Task to carry out: Give the number of lines in the material below that contain the word "created", and nothing else.

------ Extracted data

PR #1383, opened 2020-04-14
Expanding cluster-local support to include specific services.

nmittler:
Also adding support for future host-based attributes.


nmittler:
@howardjohn I expanded the comment ... PTAL

nmittler:
Not sure why gencheck is failing ... I ran `make gen` with `BUILD_WITH_CONTAINER=1`

networking/v1beta1/destination_rule.proto
```diff
@@ -516,6 +516,28 @@ message LoadBalancerSettings {
...
+  //     having services cluster-local and then slowly transition them to mesh-wide. They could do
+  //     this service-by-service (e.g. mysvc.myns.svc.cluster.local) or as a group
+  //     (e.g. *.myns.svc.cluster.local).
+  //
+  // Note that if a destination is cluster-local, the LocalityLoadBalancer settings will only apply
+  // if the cluster spans multiple availability zones.
+  //
+  // By default, Istio will consider all services in the kube-system namespace to be cluster-local,
+  // unless explicitly overridden here.
+  bool cluster_local = 4;
```
rshriram, line 540: Is this a service level property across an entire cluster or is this a per-client preference for a given service? If it is latter, dest rule is okay. But the explanation seems like it is for former. In that case, it is better suited in service entry and annotations for k8s services to indicate that they are local to a cluster

nmittler: It is a service-level property across the entire cluster, but we want a way to be able to configure a single service or a group of services at once. Service/ServiceEntry wouldn't give us quite the flexibility that we're looking for here.

howardjohn: The logical followup here is what happens if in NS A I say `foo.bar` is cluster local and in NS B I say `foo.bar` is not cluster local. Now its no longer across the entire cluster. This seems perfectly fine to me, but does counterdict what you said in a way

hzxuzhonghu: Another choice is to expand the ExportTo field.

howardjohn: That would require the client having access to the Service they are calling, which is often not the case. For example, you probably won't convince the cluster admin to add some istio annotation to kube-dns service. In some environment this isn't even possible

hzxuzhonghu: Make sense

costinm:
I understand the use case - but what is the general case here ? This seems
to be about a filter on the EDS response
and load balancing selection - where the 'cluster' label is matched against
the client.

Should we expose the general case  in the API ? We do a lot of label
matching in Istio and K8S - and
we can treat 'cluster' and 'network' as any other label.

So we could add a list of label keys that will need to match in order for
an endpoint to be used  -
with 'cluster' as an example. I assume 'network' will be the next
important one - for example
in stateful sets. And 'canary' or other labels will also be nice to match (
so a canary workload will
only get endpoints for other canary service endpoints ).

Regarding DestinationRule vs. Sidecar - I think it can go in either. I
don't know what's the current
plan on deprecating DR - if we're serious about it maybe we shouldn't add
more. IMO we should
just keep it, so I don't mind.

nmittler:
@costinm as John described in https://github.com/istio/api/pull/1383#pullrequestreview-394171077, I'm not sure labels are really an option here, since the client may not have permission to write to the service or namespace.

nmittler:
@howardjohn @louiscryan @rshriram @costinm 

I just chatted with Costin and he clarified his idea. His ask was to see if we could make this more generic so that it could also address matching network and possibly other things in the future.  So the api would look something like this:

```proto
// Match provides a mechanism to filter destination endpoints from the
// client. If specified, requires that the attributes in the client and destination
// must match in order to include the destination in the client's outbound
// endpoints.
//
// The only values currently supported are: "cluster".
//
// "cluster":
//
//   Specifies that the destination should only be accessible from within the same
//   cluster as the client.
//
//   By default, Istio assumes a service endpoint to be accessible from any cluster
//   in the mesh. By specifying this value, only upstream destinations within the
//   same cluster will be used for the host. Cluster-local destinations will not be
//   visible to workloads residing in other clusters.
//
//   There are some common scenarios when this can be useful:
//
//     - A service (or group of services) is inherently local to the cluster and has local
//       storage for that cluster. For example, the kube-system namespace (e.g. the
//       Kube API Server).
//     - A mesh administrator wants to slowly migrate services to Istio. They might
//        start by first having services cluster-local and then slowly transition them to
//        mesh-wide. They could do this service-by-service
//        (e.g. mysvc.myns.svc.cluster.local) or as a group (e.g. *.myns.svc.cluster.local).
//
//   Note that if a destination is cluster-local, the LocalityLoadBalancer settings will
//   only apply if the cluster spans multiple availability zones.
//
//   By default, Istio will consider all services in the kube-system namespace to be
//   cluster-local, unless explicitly overridden here.
repeated string match;
```

WDYT?

howardjohn:
@nmittler I like the idea in a vacuum, how will it work when we have the k8s service topology? That API adds something somewhat similar set of configuration. I think this is not conflict with that implementation at all, and they would likely share the same/similar implementation internally. Does that sound right?

nmittler:
@howardjohn 

> @nmittler I like the idea in a vacuum, how will it work when we have the k8s service topology? That API adds something somewhat similar set of configuration. I think this is not conflict with that implementation at all, and they would likely share the same/similar implementation internally. Does that sound right?

Yeah, that sounds right. The one thing I would add is that while k8s service topology is on a per-service basis, having this option in `DestinationRule` allows us more flexibility in that we can configure multiple destinations as once, and it also allows us to override the service topology on a per-client basis. So I see the two options as working together.

networking/v1beta1/destination_rule.proto
rshriram: Why is it not possible ? We have a global defaultServiceExportTo value. We can add exceptions or explicit config for kube system

nmittler:
@rshriram 

> At this point, you just need per service field - you can use exportTo or add another annotation which excludes the service.

Again, per-service fields aren't an option if you don't have control over the service (i.e. kube-system)

nrjpoddar:
@nmittler do you have a RFC for this, if you do can you point me to it?

Since it’s an API change we need to go through the same motions as other API changes are going through and get approval for WG leads. I understand the use case but it looks like there’s no prior agreement.

nmittler:
I've just created an RFC: https://docs.google.com/document/d/1qfRpp7ujfi4qa77tqbxcAMOK6E8h-_xLXFcbvWhABCg/edit#

This needs to get into 1.6 before existing MeshConfig-based API is released. I'll add it to the agenda for today's TOC meeting.

howardjohn:
One thing that I think isn't clear in this is that this intends to replace
the meshconfig setting, not be an additional setting

nmittler:
@howardjohn I've updated the objective in the doc to say exactly this.

nrjpoddar:
> I've just created an RFC: https://docs.google.com/document/d/1qfRpp7ujfi4qa77tqbxcAMOK6E8h-_xLXFcbvWhABCg/edit#
> 
> This needs to get into 1.6 before existing MeshConfig-based API is released. I'll add it to the agenda for today's TOC meeting.

Thanks @nmittler for creating the RFC!

nmittler:
@costinm @nrjpoddar @rshriram @howardjohn I've updated the PR to use MeshConfig. PTAL.

mesh/v1alpha1/config.proto
```diff
@@ -409,13 +409,49 @@ message MeshConfig {
...
+
+  // Match specifies a number of attributes that must match between the client and the service
+  // endpoints in order for the endpoints to be callable from the client.
+  message Match {
+    // Specify the name of the service to which the matches apply. If not specified or "*", the
+    // match applies to the endpoints for any service in the namespace.
+    string service_name = 1;
+
+    // Specify the namespace of the service.
+    string namespace = 2;
```
nrjpoddar, line 446: is "*" supported here?

nrjpoddar: namespace is mandatory field correct?

mesh/v1alpha1/config.proto
```diff
@@ -409,13 +409,49 @@ message MeshConfig {
...
+    // unless explicitly overridden here.
+    CLUSTER = 0;
+  }
+
+  // Match specifies a number of attributes that must match between the client and the service
+  // endpoints in order for the endpoints to be callable from the client.
+  message Match {
+    // Specify the name of the service to which the matches apply. If not specified or "*", the
+    // match applies to the endpoints for any service in the namespace.
+    string service_name = 1;
```
nrjpoddar, line 443: should this be an array to indicate multiple service names within a namespace?

mesh/v1alpha1/config.proto
```diff
@@ -409,13 +409,49 @@ message MeshConfig {
...
+    //     having services cluster-local and then slowly transition them to mesh-wide. They could do
+    //     this service-by-service (e.g. mysvc.myns.svc.cluster.local) or as a group
+    //     (e.g. *.myns.svc.cluster.local).
+    //
+    // Note that if a destination is cluster-local, the LocalityLoadBalancer settings will only apply
+    // if the cluster spans multiple availability zones.
+    //
+    // By default, Istio will consider all services in the kube-system namespace to be cluster-local,
+    // unless explicitly overridden here.
+    CLUSTER = 0;
```
costinm, line 435: Any reason to be static ? I think a list of strings is better - we will need to document the subset of attributes we support, but no need to make it enum - user could match on his own defined attributes ( like labels )

mesh/v1alpha1/config.proto
```diff
@@ -409,13 +409,49 @@ message MeshConfig {
...
+  message Match {
+    // Specify the name of the service to which the matches apply. If not specified or "*", the
+    // match applies to the endpoints for any service in the namespace.
+    string service_name = 1;
+
+    // Specify the namespace of the service.
+    string namespace = 2;
+
+    // Specify the set of attributes required to match for the endpoints of this service.
+    repeated MatchAttribute attributes = 3;
```
costinm, line 449: This is way to generic name for a narrow feature. 

endpoint_selection_rules ? 
endpoint_rules ?

mesh/v1alpha1/config.proto
```diff
@@ -409,13 +409,49 @@ message MeshConfig {
...
-  // Set the namespaces whose services will be considered local to the cluster. Cluster
-  // local services will not be exported to and will, therefore, not be accessible by
-  // workloads residing in other clusters. A common use case is the Kube API Server, where
-  // workloads expect to always reach the in-cluster server. By default, the namespace
-  // "kube-system" will be cluster-local.
-  repeated string cluster_local_namespaces = 50;
+  // MatchAttribute is an enumeration of attributes that can be used to a comparison between
+  // a client and a service endpoint.
+  enum MatchAttribute {
+    // Custer specifies that the client and endpoint cluster must match. By default,
```
nrjpoddar, line 415: Nit: Custer -> Cluster

We should try and make this documentation more clear, here's my suggestion (feel free to ignore):

// Cluster match attribute specifies that the client and service endpoints must reside in the same cluster. By default,
// in multi-cluster deployments, the Istio control plane assumes all service endpoints to be reachable from any
// client in any of the clusters which are part of the mesh. This configuration option limits the set of service endpoints visible to a client to be cluster scoped.

There's a lot of different terms host/services used interchangeably which will confuse users.

mesh/v1alpha1/config.proto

------------

Solution: 2